In the future, a pill could guarantee all the benefits of bariatric surgery, without the need to undergo an invasive and debilitating procedure such as gastric bypass. The news comes from the congress of the European Society of Obesity Eco 2025, where researchers from the American biotech Syntis Bio presented the preliminary data of the trial of Synt-101, a new molecule developed to move the absorption of nutrients towards the lower tract of the intestine, thus mimicking the metabolic and weight-loss effects of surgery.

The experimental molecule

The drug in question is designed to act as a barrier, creating a temporary coating of polydopamine, a synthetic polymer derived from dopamine, in the duodenum - the initial part of the intestine, with excellent adhesive and biocompatibility properties. In this way, its creators hope to be able to mimic the effects of gastric bypass, a procedure that modifies the path of food by excluding the upper parts of the intestine, reducing the absorption of nutrients and promoting weight loss through metabolic changes that help reduce hunger and fight diabetes.

The advantages

Compared to new drugs against obesity (GLP-1 receptor agonists), bariatric surgery has advantages and disadvantages. The problems, obviously, are related to the invasiveness of the surgical procedure - not reversible - and to the fact that the success rate in people with obesity is not as high as one would expect, because if you are unable to successfully change your lifestyle it is easy to go back to eating incorrectly and excessively, and in that case you quickly regain the weight lost after the surgery.

The advantages, however, lie in the fact that surgery usually tends to induce healthier weight loss, which preserves lean mass, while drugs cause weight loss due largely to the loss of muscle tissue.

The study

It is to mimic these benefits that researchers from the American company have developed their therapy, designed to block the absorption of nutrients in the duodenum for 24 hours, so that it can be taken as a daily treatment that can be suspended at any time without contraindications.
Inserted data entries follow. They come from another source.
Issue #659, opened 2026-07-26
Activate the marketing engine: owner-only steps (brand account, launch phase, caps)


gitchrisqueen:
## 🧑‍⚖️ Owner checklist — the marketing engine is BUILT but DORMANT
The full launch/marketing build (#496-#507) shipped: feedback→issue loop, NPS/review capture, 60-day early-adopter trial grants, onboarding checklist + nudges, auto-changelog, auto-FAQ, video-tutorial pipeline, and the brand-account dogfooding engine (utilities/brand_account.py, phase-gated caps). None of it can RUN because the inputs only you can provide are missing. Prod state 2026-07-26: users table contains ONLY user 1; BRAND_ACCOUNT_ENABLED unset; TUTORIAL_VIDEOS_ENABLED unset. (FEEDBACK_GITHUB_TOKEN and POSTHOG_PERSONAL_API_KEY are now present — those loops are live.)

Reply with the item numbers you've completed, or ask for any to be prepared further.

### 1. Brand LinkedIn account (unblocks #504's engine)
- Create/designate the LEM brand LinkedIn account (a real account — company pages can't comment/DM the same way).
- Add it as a user in the SPA, store its LinkedIn password (Selenium login) or connect a session via the LinkedIn Connect extension.
- Set in /opt/lem/.env: BRAND_ACCOUNT_ENABLED=True, BRAND_ACCOUNT_EMAIL=<its email>, BRAND_SIGNUP_URL=<trial signup URL>; restart app services (or wait for next deploy).
- brand_account.sync_brand_preferences() then enforces P0 phase caps automatically.

### 2. Confirm LAUNCH_PHASE + P0 outbound caps
- LAUNCH_PHASE defaults to P0 (lowest volume). Confirm the P0 brand caps in brand_account.brand_outbound_policy are the numbers you're comfortable with under LinkedIn ToS — this was #504's risk:product-decision that was never explicitly signed off.

### 3. Video tutorials (unblocks #505's weekly cadence)
- Set TUTORIAL_VIDEOS_ENABLED=True + YouTube API credentials per docs, if you want the weekly tutorial pipeline live.

### 4. Early-adopter program switch
- Confirm early_adopter_slots seeding (P0 cap 25) and the 60-day/coupon terms from the plan's §A.2 — that was also a deferred risk:product-decision.

[...]

Issue #504, opened 2026-07-24
feat(marketing): dogfooding self-marketing — LEM brand account content + comment→connect→DM funnel


gitchrisqueen:
## Why
Flagship channel (docs/launch-and-marketing-plan.md (PR #495) Section C.2): LEM markets LEM by running the product's own automation on a dedicated brand LinkedIn account.

## Scope
- Onboard a LEM brand account as a first-class user (focus_topics = ICP pains) and drive its 30-day content plan (`plan_content_for_user`/`auto_generate_content`), feed commenting (`automate_commenting`), connect targeting (`invite_to_connect`), appreciation/outreach DMs + follow-ups (`build_dm_from_template`, `automate_appreciation_dms_for_user`, `process_user_followups`), newsletter, and company-page invites — all pointing to the trial signup.
- Runs through the SAME per-day caps, 429 backoff (`rate_limit.py`), and per-user proxy as any user. A phase-gated `LAUNCH_PHASE` config sets brand outbound volume.

## risk:product-decision
Outbound at scale + LinkedIn ToS judgment — owner signs off on brand daily connect/DM caps and cadence.

## Files
Config/seed for the brand user; scheduling glue in `app/run_scheduler.py`; no new outreach primitives (reuse existing).

## Acceptance
- Brand account runs the existing tasks under caps; volume is config-gated; tests for the scheduling glue; ≥80% patch coverage.

PR #741, opened 2026-07-27
feat(outbound): resolve the brand account as user 1 by convention (closes #736)

### LINKED ISSUE #736: Brand account = user 1 by convention (drop BRAND_ACCOUNT_* env vars)
## Owner decision (2026-07-27)
**user_id=1 IS the LEM brand account, permanently** — it is the owner's own account and always will be. The current design (`BRAND_ACCOUNT_ENABLED` / `BRAND_ACCOUNT_EMAIL` in `.env`, resolved by `brand_account.get_brand_user_id()`) is unnecessary indirection that has kept the whole self-marketing engine (#504) dormant because two env vars were never set on the box.

## Scope
- `utilities/brand_account.py`: resolve the brand user as **user_id 1** by convention. Remove `BRAND_ACCOUNT_EMAIL` and `BRAND_ACCOUNT_ENABLED` from `env_constants.py`, `.env.example`, `.env.prod.example` and every call site; delete the email→id lookup.
- Keep an explicit override ONLY if it costs nothing (e.g. an optional `BRAND_USER_ID` honored when set) — but the DEFAULT must work with zero configuration. No env var may be required for the brand engine to run.
- `is_brand_user(user_id)` becomes `user_id == brand_user_id()`; `sync_brand_preferences()` keeps enforcing the phase caps/focus topics on that user exactly as today.
- **Guard the collision**: user 1 is also the owner's ordinary LEM account. Brand-preference syncing must not silently overwrite settings he tuned by hand — reconcile with the existing 'seeded fields vs user-owned fields' split in `brand_preference_overrides`, and log what it changes. This is the one real risk in the change; cover it with tests.
- `BRAND_SIGNUP_URL` stays (it is a real content input, not a wiring flag) but should default sensibly rather than blocking startup when unset.

## Acceptance
- With NO brand env vars set, the brand engine resolves user 1 and runs under its phase caps.
- Tests: brand resolution without env; override honored when present; preference sync does not clobber owner-tuned fields it does not own.
- `docs/launch-and-marketing-plan.md` §C updated to match.

Related: #659 (owner activation checklist — this removes two of its four steps), #504 (the engine).

gitchrisqueen:
## What & why

The self-marketing engine (#504) has been **dormant in prod since it shipped** — not because of a bug, but because `BRAND_ACCOUNT_ENABLED` / `BRAND_ACCOUNT_EMAIL` were never set on the box. That pair was wiring that could only ever fail closed. Per the owner decision on #736, **user_id 1 IS the LEM brand account, permanently**, so it is now resolved by convention.

### Brand resolution
- `brand_account.brand_user_id() -> int` replaces `get_brand_user_id() -> Optional[int]`. It **never returns None**: unset, blank, non-numeric, `0` or negative `BRAND_USER_ID` all fall back to user 1, so a typo can't silently switch self-marketing off.
- `BRAND_ACCOUNT_ENABLED` / `BRAND_ACCOUNT_EMAIL` are gone from `env_constants.py`, `.env.example` and every call site, along with the email→id DB lookup. `.env.prod.example` never carried them.
- The optional override is `BRAND_USER_ID` — it costs nothing and the **default works with zero configuration**.
- `is_brand_user(user_id)` is now `int(user_id) == brand_user_id()`, and returns `False` rather than raising on a non-numeric argument.
- `auto_sync_brand_account` can no longer return `"Brand account not configured"` (which is what it returned in prod every night at 00:45); the only failure it reports now is a failed write.

### The collision guard (the one real risk)
User 1 is also the owner's **ordinary** LEM account, and the nightly sync used to *assert* the phase's caps and connect posture over anything he tuned by hand. The phase policy is now applied as a **ceiling, not an assignment**:

- `max_comments_per_day` / `max_dms_per_day` / `max_invites_per_day` are only ever pulled **down** to the phase number (`_capped`). A hand-tuned `3` survives P1's `15`; a hand-tuned `999` still clamps to `15`. `0` is honoured as a real choice; a missing or unreadable value takes the phase's.
- `connection_request_mode` / `connection_targeting_mode` are only ever **tightened** (`_strictest`, strictness order `pre_review > auto_approve` and `off > suggest > auto_queue`). An unknown saved value isn't comparable, so the phase's wins.
- Honouring a stricter value can never widen outbound, so the volume gate is intact — this only stops the sync stomping settings it doesn't own.
- Seeded content fields (`focus_topics`, `business_goals`) keep the existing fill-only-when-empty split, and only the policy fields are still sent to the upsert (the #639 abort is preserved).
- **Nothing is silent:** `preference_changes()` diffs before/after and `sync_brand_preferences` logs every field it actually changes in one INFO line (`max_dms_per_day: 20 -> 5`). A settled account logs nothing at INFO — a line that fires whether or not anything moved is not a change log. The diff normalizes string-vs-int columns so a DB `"5"` against a policy `5` isn't reported as a nightly edit.

### `BRAND_SIGNUP_URL`
Stays (it's a real content input), but is now an override rather than a requirement: `attribution.signup_landing()` falls back to `PUBLIC_BASE_URL` — the landing page *is* the signup surface (there is no `/signup` route). `signup_url()` and `referral_url()` both read it, so the brand's trial CTA also needs no extra config. Empty only when neither is set, which every caller still reads as "no CTA link to publish".

### Docs
`docs/launch-and-marketing-plan.md` §C.2 gains a "who the brand account is" paragraph and a "collision guard" block; the status table row and `docs/marketing-attribution.md`'s owned-host / verification notes are updated.

## Testing

`poetry run pytest tests/unit -q` → **7917 passed**.

New/changed coverage in `tests/unit/app/test_brand_account.py`:
- resolution with **no env at all** → user 1; explicit override honoured; parametrized unusable overrides (`nope` / `0` / `-3` / `1.5` / `None`) all fall back; `is_brand_user` across ints, strings, `None` and junk, and following the override.
- `TestOwnerTunedSettingsSurvive`: stricter cap kept, `0` kept, stricter posture kept while a looser one is tightened, unknown mode falls back, and a property check that no phase can ever be raised above its own policy.
- `TestPreferenceChanges`: only real changes reported, `"5"` vs `5` is not a change, list-valued focus topics compare by value, unset field is a change.
- sync-level: syncs user 1 with no config, does not clobber the owner's stricter caps under P2, logs every changed field with `user_id=1`, and logs no edit for a settled account.
- `test_marketing_attribution.py`: signup/referral URLs fall back to `PUBLIC_BASE_URL`; empty only when neither is configured.

Related: #659 (owner activation checklist — this removes two of its four steps), #504.

Closes #736

### DIFF
--- a/.env.example
+++ b/.env.example
@@ -396,11 +396,10 @@ EARLY_ADOPTER_COUPON_ID=
 # P0 private early-adopter / P1 open beta / P2 GA. Sets the brand account's daily
 # comment/DM/connect caps and connect approval posture (see utilities/brand_account.py).
 LAUNCH_PHASE=P0
-# The LEM brand LinkedIn account, onboarded as a normal user (same caps, 429 backoff, proxy).
-# OFF by default — it sends real outbound.
-BRAND_ACCOUNT_ENABLED=False
-BRAND_ACCOUNT_EMAIL=
-# Trial signup URL the brand's content/DMs steer toward. Empty = no CTA seeded.
+# The LEM brand LinkedIn account is user 1 by convention (issue #736) — no configuration needed.
+# Set this ONLY to seat the brand on a different account; blank/invalid = user 1.
+BRAND_USER_ID=
+# Trial signup URL the brand's content/DMs steer toward. Empty falls back to PUBLIC_BASE_URL.
 BRAND_SIGNUP_URL=
 # Extra hosts whose analytics we own (marketing site, blog, docs) — comma separated, bare host or
 # full URL. Only these plus PUBLIC_BASE_URL/BRAND_SIGNUP_URL get UTM-tagged on outbound links.
--- a/docs/launch-and-marketing-plan.md
+++ b/docs/launch-and-marketing-plan.md
@@ -37,7 +37,7 @@ re-file work that already exists. Sections A–D remain the plan of record for e
 | Onboarding/activation checklist + stalled-user nudges (A.3) | **Shipped** | `OnboardingChecklist.tsx`, `onboarding_state` (`V20260725090900__add_onboarding_state.sql`), `onboarding-nudges` beat |
 | Extended-trial endpoint + cohort slots (A.2) | **Shipped** | `POST /trial/extend`, `extend_trial_for_user`, `early_adopter_slots` / `early_adopter_grants`, `EARLY_ADOPTER_*` + `LAUNCH_PHASE` env |
 | Funnel instrumentation (C.5) | **Shipped** | `track_funnel_event` in `observability.py` |
-| Brand-account dogfooding (C.2) | **Partial** | `sync-brand-account` beat (`auto_sync_brand_account`), gated by `BRAND_ACCOUNT_ENABLED`; the brand runs the existing content/engagement/newsletter tasks |
+| Brand-account dogfooding (C.2) | **Partial** | `sync-brand-account` beat (`auto_sync_brand_account`); the brand user is **user 1 by convention** (issue #736, no env var required) and runs the existing content/engagement/newsletter tasks |
 | Passive-signal mining (B.1) | **Planned** | — |
 | SEO, email-nurture, referral, lead-magnet, retargeting and partner/affiliate agents (C.3, C.4) | **Planned** | — |
 | Analytics agent: CAC / channel-ROI rollups + optimization loop (C.5) | **Planned** | — |
@@ -232,9 +232,15 @@ economics, brand-voice guardrails) — never pressing "post."
 
 ### C.2 Dogfooding as the flagship channel — **LEM markets LEM**
 
-The single most credible proof that LEM works is LEM growing its own audience with LEM. A dedicated **LEM brand
-LinkedIn account** is onboarded as a first-class user of the product and runs the exact same automation users
-pay for:
+The single most credible proof that LEM works is LEM growing its own audience with LEM. The **LEM brand
+LinkedIn account** is a first-class user of the product and runs the exact same automation users pay for.
+
+**Who the brand account is: user 1, by convention (issue #736).** The first account on the box is the owner's
+own, it doubles as the brand account permanently, and `brand_account.brand_user_id()` resolves it with **zero
+configuration** — the earlier `BRAND_ACCOUNT_ENABLED` / `BRAND_ACCOUNT_EMAIL` pair was wiring that only ever
+failed closed, and kept this whole engine dormant in prod because two env vars were never set. An optional
+`BRAND_USER_ID` seats the brand elsewhere; blank or invalid falls back to user 1 rather than switching
+self-marketing off. What the brand does:
 
 1. **Content about the problem LEM solves.** The brand account's `focus_topics` are set to the ICP's pains
    ("consistent LinkedIn presence without the grind", "solo-founder pipeline", "AI content that sounds like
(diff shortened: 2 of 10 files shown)


gitchrisqueen:

Held (`needs-human`, risk: `product-decision`). This PR makes the dogfooding engine run with **zero config** — but it does that on **your own live account (user 1)**, and the nightly `sync-brand-account` beat (00:45 UTC) will start writing to its engagement preferences the night this merges. Three calls are yours, not mine.

### 1. How should the nightly sync treat caps/posture you tuned by hand on user 1?
- **A. Ceiling only — it can tighten, never loosen** (what this PR implements) — a phase cap you set *lower* by hand survives; anything above the phase number is pulled down; `pre_review`/`off` survive a phase that says `auto_approve`/`auto_queue`; every change is logged `before -> after`.  ✅ *recommended*
- **B. Hard-assert the exact phase values** (pre-#736 behaviour) — your hand-tuned settings are overwritten every night, but the brand account is guaranteed to sit exactly on the phase's numbers.
- **C. Log-only on the caps** — the sync reports drift and changes nothing; the phase stops being a gate and volume is entirely on you.

### 2. Which `LAUNCH_PHASE` should prod run at once this is live?
Prod has no `LAUNCH_PHASE` set, so it resolves to **P0** today. On merge, user 1's caps get clamped from the product defaults (20 comments / 20 DMs / 10 invites per day, `auto_approve` connects) to the phase's:
- **A. P0 — 8 comments / 5 DMs / 5 invites per day, connects held at `pre_review`, targeting `suggest`** — the conservative warm-up; you approve every connect. Nothing to change on the box.  ✅ *recommended*
- **B. P1 — 15 / 10 / 8, `auto_approve` + `auto_queue`** — connects go out unattended; set `LAUNCH_PHASE=P1` in `/opt/lem/.env`.
- **C. P2 — 20 / 15 / 10, `auto_approve` + `auto_queue`** — full GA volume immediately; set `LAUNCH_PHASE=P2`.

### 3. Where should the brand's trial CTA point when `BRAND_SIGNUP_URL` is unset?
- **A. Fall back to `PUBLIC_BASE_URL`** (what this PR implements) — the landing page *is* the signup surface (there is no `/signup` route), so posts/DMs/newsletter get a real UTM-tagged CTA with no extra config.  ✅ *recommended*
- **B. Keep it empty unless explicitly set** — no CTA link is published at all until you add `BRAND_SIGNUP_URL` to `/opt/lem/.env`; safer against publishing a URL you didn't pick, but re-introduces one of the "never set it, so it never ran" failures this issue is about.

**My recommendation: `1A 2A 3A`.** The ceiling rule keeps the volume gate intact (it only ever tightens) while making your own account safe to share with the brand engine, and P0 means the first night of real self-marketing runs at ~a third of the product's default volume with a human on every connect — you can advance the phase any time with one env var, and no code change.

gitchrisqueen:
1A 2A 3A

gitchrisqueen:
Addressed your review: the PR already implements all three choices — **1A** ceiling-only sync, **2A** P0 default phase, and **3A** fallback to `PUBLIC_BASE_URL` for the brand CTA — so no additional code changes are needed. Handing the PR forward to CI/review and merge.

gitchrisqueen:

gitchrisqueen:
MARK — FIXED 1 findings
- Fixed database error handling in get_engagement_preferences to return None instead of silently returning defaults on DB errors, preventing potential override of user-configured stricter limits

Since it is an experimental drug, it is currently being tested in a phase 1 clinical study, which must first verify its safety and tolerability for patients.

So far, the drug has been tested on nine patients, without any side effects emerging. The drug has been shown to work as expected in the intestine, and to be eliminated in the expected time by the body. In the 10 days of follow-up, participants also showed levels of leptin and ghrelin in the blood in line with a significant reduction in calorie intake. In preclinical trials on animal models, the drug also produced a loss of 1% of body mass per week, preserving 100% of lean muscle mass. It is therefore an extremely promising anti-obesity therapy, which will have to confirm the results in larger clinical studies before being used alongside new anti-obesity therapies in clinical practice.